What the exercise asks: Output every entry exactly as given.

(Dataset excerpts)
PR #318457, opened 2026-05-26
Subagent: fall back to BYOK endpoint when main agent owns auth

### LINKED ISSUE #318373: BYOK mode's terminal tool call fails when GitHub is not signed in
Testing #318190

With the Anthropic Provider, `run_in_Terminal` fails when GitHub Copilot is not signed into. 

Image

When signed in, it ended up working.

trajectories: 
[failed-no-sign-in.json](https://github.com/user-attachments/files/28273157/failed-no-sign-in.json)
[success-signed-in.json](https://github.com/user-attachments/files/28273181/success-signed-in.json)

dmitrivMS:
Fixes #318373.

## Problem

In BYOK mode with Anthropic, calling `run_in_terminal` from the agent loop fails when the user is **not signed into GitHub**. The terminal tool itself works, but the agent immediately retries via `execution_subagent`, which fails with:

```
The execution subagent request failed with this message:
badRequest: key is missing
```

When the user *is* signed into GitHub, the same flow succeeds.

## Root cause

`ExecutionSubagentToolCallingLoop.getEndpoint()` (and `SearchSubagentToolCallingLoop.getEndpoint()`) can route subagent requests through `ProxyAgenticEndpoint` (CAPI `ProxyChatCompletions`) or a Copilot-hosted override model when the corresponding experiment configs are enabled. Both require a Copilot token. When the main agent is a BYOK endpoint (`ownsAuthorization === true`) and the user has no GitHub session, no Copilot token is available, so `chatMLFetcher` returns `key is missing` immediately while the parent agent keeps working against the BYOK URL.

## Fix

In both subagent loops, resolve the main agent endpoint first and short-circuit when it owns its authorization, so the subagent runs on the same BYOK endpoint as the parent agent.

- [executionSubagentToolCallingLoop.ts](https://github.com/microsoft/vscode/blob/dmitriv/byok-subagent-fix/extensions/copilot/src/extension/prompt/node/executionSubagentToolCallingLoop.ts)
- [searchSubagentToolCallingLoop.ts](https://github.com/microsoft/vscode/blob/dmitriv/byok-subagent-fix/extensions/copilot/src/extension/prompt/node/searchSubagentToolCallingLoop.ts)

## Behavior change

This is intentional but worth flagging:

| Scenario | Before | After |
| --- | --- | --- |
| BYOK + not signed in | Subagent fails with `key is missing` | Subagent runs on BYOK endpoint |
| BYOK + signed in + `useAgenticProxy` (or override `model`) enabled | Subagent ran on Copilot agentic proxy / override model (used Copilot quota, optimized router model) | Subagent runs on BYOK endpoint (uses BYOK quota, BYOK model) |
| Non-BYOK | Unchanged | Unchanged |
| BYOK + default settings (no proxy, no override) | Already used main endpoint | Same |

The second row is the new behavior for signed-in BYOK users in the proxy/override-model experiment cohorts: they no longer silently hit Copilot-hosted routing from a BYOK chat. If preserving that path matters for the experiment, the alternative is to short-circuit only when no Copilot token is actually available; happy to switch to that variant.

## Tests

Added unit tests covering the BYOK short-circuit and the existing agentic-proxy / override-model / fallback paths for both loops:

- `extensions/copilot/src/extension/prompt/node/test/executionSubagentToolCallingLoop.spec.ts` — 7 tests
- `extensions/copilot/src/extension/prompt/node/test/searchSubagentToolCallingLoop.spec.ts` — 5 tests

All 12 pass.

cc @kevin-m-kent @vikramnitin9 @24anisha @vritant24


extensions/copilot/src/extension/prompt/node/executionSubagentToolCallingLoop.ts
```diff
@@ -113,14 +113,20 @@ export class ExecutionSubagentToolCallingLoop extends ToolCallingLoop<IExecution
 	 * Get the endpoint to use for the execution subagent
 	 */
 	private async getEndpoint() {
+		const mainEndpoint = await this.endpointProvider.getChatEndpoint(this.options.request);
+		// BYOK endpoints have no Copilot token for the agentic proxy or override models.
+		if (mainEndpoint.ownsAuthorization) {
```
vikramnitin9, line 118: Rather than check for `ownsAuthorization` as a condition to fall back to main agent endpoint, can we just add a try-catch block around the proxy endpoint instantiation? Like this:
```ts
			// Use agentic proxy with ExecutionSubagentModel or default to DEFAULT_AGENTIC_PROXY_MODEL
			const agenticProxyModel = modelName || ExecutionSubagentToolCallingLoop.DEFAULT_AGENTIC_PROXY_MODEL;
			try {
				const endpoint = this.instantiationService.createInstance(ProxyAgenticEndpoint, agenticProxyModel);
			} catch (error) {
				// If the specified model isn't available, fall back to main agent endpoint
				return await this.endpointProvider.getChatEndpoint(this.options.request);
			}
```
This would make it robust to all kinds of errors while instantiating the proxy endpoint.

vikramnitin9 (changes requested):

dmitrivMS:
This is superseded by https://github.com/microsoft/vscode/pull/319467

Reply:
PR #318457, opened 2026-05-26
Subagent: fall back to BYOK endpoint when main agent owns auth

### LINKED ISSUE #318373: BYOK mode's terminal tool call fails when GitHub is not signed in
Testing #318190

With the Anthropic Provider, `run_in_Terminal` fails when GitHub Copilot is not signed into. 

Image

When signed in, it ended up working.

trajectories: 
[failed-no-sign-in.json](https://github.com/user-attachments/files/28273157/failed-no-sign-in.json)
[success-signed-in.json](https://github.com/user-attachments/files/28273181/success-signed-in.json)

dmitrivMS:
Fixes #318373.

## Problem

In BYOK mode with Anthropic, calling `run_in_terminal` from the agent loop fails when the user is **not signed into GitHub**. The terminal tool itself works, but the agent immediately retries via `execution_subagent`, which fails with:

```
The execution subagent request failed with this message:
badRequest: key is missing
```

When the user *is* signed into GitHub, the same flow succeeds.

## Root cause

`ExecutionSubagentToolCallingLoop.getEndpoint()` (and `SearchSubagentToolCallingLoop.getEndpoint()`) can route subagent requests through `ProxyAgenticEndpoint` (CAPI `ProxyChatCompletions`) or a Copilot-hosted override model when the corresponding experiment configs are enabled. Both require a Copilot token. When the main agent is a BYOK endpoint (`ownsAuthorization === true`) and the user has no GitHub session, no Copilot token is available, so `chatMLFetcher` returns `key is missing` immediately while the parent agent keeps working against the BYOK URL.

## Fix

In both subagent loops, resolve the main agent endpoint first and short-circuit when it owns its authorization, so the subagent runs on the same BYOK endpoint as the parent agent.

- [executionSubagentToolCallingLoop.ts](https://github.com/microsoft/vscode/blob/dmitriv/byok-subagent-fix/extensions/copilot/src/extension/prompt/node/executionSubagentToolCallingLoop.ts)
- [searchSubagentToolCallingLoop.ts](https://github.com/microsoft/vscode/blob/dmitriv/byok-subagent-fix/extensions/copilot/src/extension/prompt/node/searchSubagentToolCallingLoop.ts)

## Behavior change

This is intentional but worth flagging:

| Scenario | Before | After |
| --- | --- | --- |
| BYOK + not signed in | Subagent fails with `key is missing` | Subagent runs on BYOK endpoint |
| BYOK + signed in + `useAgenticProxy` (or override `model`) enabled | Subagent ran on Copilot agentic proxy / override model (used Copilot quota, optimized router model) | Subagent runs on BYOK endpoint (uses BYOK quota, BYOK model) |
| Non-BYOK | Unchanged | Unchanged |
| BYOK + default settings (no proxy, no override) | Already used main endpoint | Same |

The second row is the new behavior for signed-in BYOK users in the proxy/override-model experiment cohorts: they no longer silently hit Copilot-hosted routing from a BYOK chat. If preserving that path matters for the experiment, the alternative is to short-circuit only when no Copilot token is actually available; happy to switch to that variant.

## Tests

Added unit tests covering the BYOK short-circuit and the existing agentic-proxy / override-model / fallback paths for both loops:

- `extensions/copilot/src/extension/prompt/node/test/executionSubagentToolCallingLoop.spec.ts` — 7 tests
- `extensions/copilot/src/extension/prompt/node/test/searchSubagentToolCallingLoop.spec.ts` — 5 tests

All 12 pass.

cc @kevin-m-kent @vikramnitin9 @24anisha @vritant24


extensions/copilot/src/extension/prompt/node/executionSubagentToolCallingLoop.ts
```diff
@@ -113,14 +113,20 @@ export class ExecutionSubagentToolCallingLoop extends ToolCallingLoop<IExecution
 	 * Get the endpoint to use for the execution subagent
 	 */
 	private async getEndpoint() {
+		const mainEndpoint = await this.endpointProvider.getChatEndpoint(this.options.request);
+		// BYOK endpoints have no Copilot token for the agentic proxy or override models.
+		if (mainEndpoint.ownsAuthorization) {
```
vikramnitin9, line 118: Rather than check for `ownsAuthorization` as a condition to fall back to main agent endpoint, can we just add a try-catch block around the proxy endpoint instantiation? Like this:
```ts
			// Use agentic proxy with ExecutionSubagentModel or default to DEFAULT_AGENTIC_PROXY_MODEL
			const agenticProxyModel = modelName || ExecutionSubagentToolCallingLoop.DEFAULT_AGENTIC_PROXY_MODEL;
			try {
				const endpoint = this.instantiationService.createInstance(ProxyAgenticEndpoint, agenticProxyModel);
			} catch (error) {
				// If the specified model isn't available, fall back to main agent endpoint
				return await this.endpointProvider.getChatEndpoint(this.options.request);
			}
```
This would make it robust to all kinds of errors while instantiating the proxy endpoint.

vikramnitin9 (changes requested):

dmitrivMS:
This is superseded by https://github.com/microsoft/vscode/pull/319467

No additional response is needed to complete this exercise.